Problem ::
Can you print every record below exactly as written?

Records for the task ::
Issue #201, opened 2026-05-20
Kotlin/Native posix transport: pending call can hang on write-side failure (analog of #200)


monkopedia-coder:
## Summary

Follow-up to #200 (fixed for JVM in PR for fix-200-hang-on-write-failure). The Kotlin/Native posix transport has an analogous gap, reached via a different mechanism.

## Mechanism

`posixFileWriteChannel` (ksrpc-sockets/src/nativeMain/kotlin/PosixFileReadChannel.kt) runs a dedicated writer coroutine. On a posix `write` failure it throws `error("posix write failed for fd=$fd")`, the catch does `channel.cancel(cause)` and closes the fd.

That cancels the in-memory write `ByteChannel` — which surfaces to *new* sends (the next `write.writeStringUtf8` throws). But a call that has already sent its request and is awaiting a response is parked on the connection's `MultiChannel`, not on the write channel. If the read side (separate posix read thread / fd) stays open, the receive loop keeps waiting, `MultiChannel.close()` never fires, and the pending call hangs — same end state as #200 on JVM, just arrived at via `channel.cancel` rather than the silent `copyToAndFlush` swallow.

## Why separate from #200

Answer to the exercise ::
Issue #201, opened 2026-05-20
Kotlin/Native posix transport: pending call can hang on write-side failure (analog of #200)


monkopedia-coder:
## Summary

Follow-up to #200 (fixed for JVM in PR for fix-200-hang-on-write-failure). The Kotlin/Native posix transport has an analogous gap, reached via a different mechanism.

## Mechanism

`posixFileWriteChannel` (ksrpc-sockets/src/nativeMain/kotlin/PosixFileReadChannel.kt) runs a dedicated writer coroutine. On a posix `write` failure it throws `error("posix write failed for fd=$fd")`, the catch does `channel.cancel(cause)` and closes the fd.

That cancels the in-memory write `ByteChannel` — which surfaces to *new* sends (the next `write.writeStringUtf8` throws). But a call that has already sent its request and is awaiting a response is parked on the connection's `MultiChannel`, not on the write channel. If the read side (separate posix read thread / fd) stays open, the receive loop keeps waiting, `MultiChannel.close()` never fires, and the pending call hangs — same end state as #200 on JVM, just arrived at via `channel.cancel` rather than the silent `copyToAndFlush` swallow.

## Why separate from #200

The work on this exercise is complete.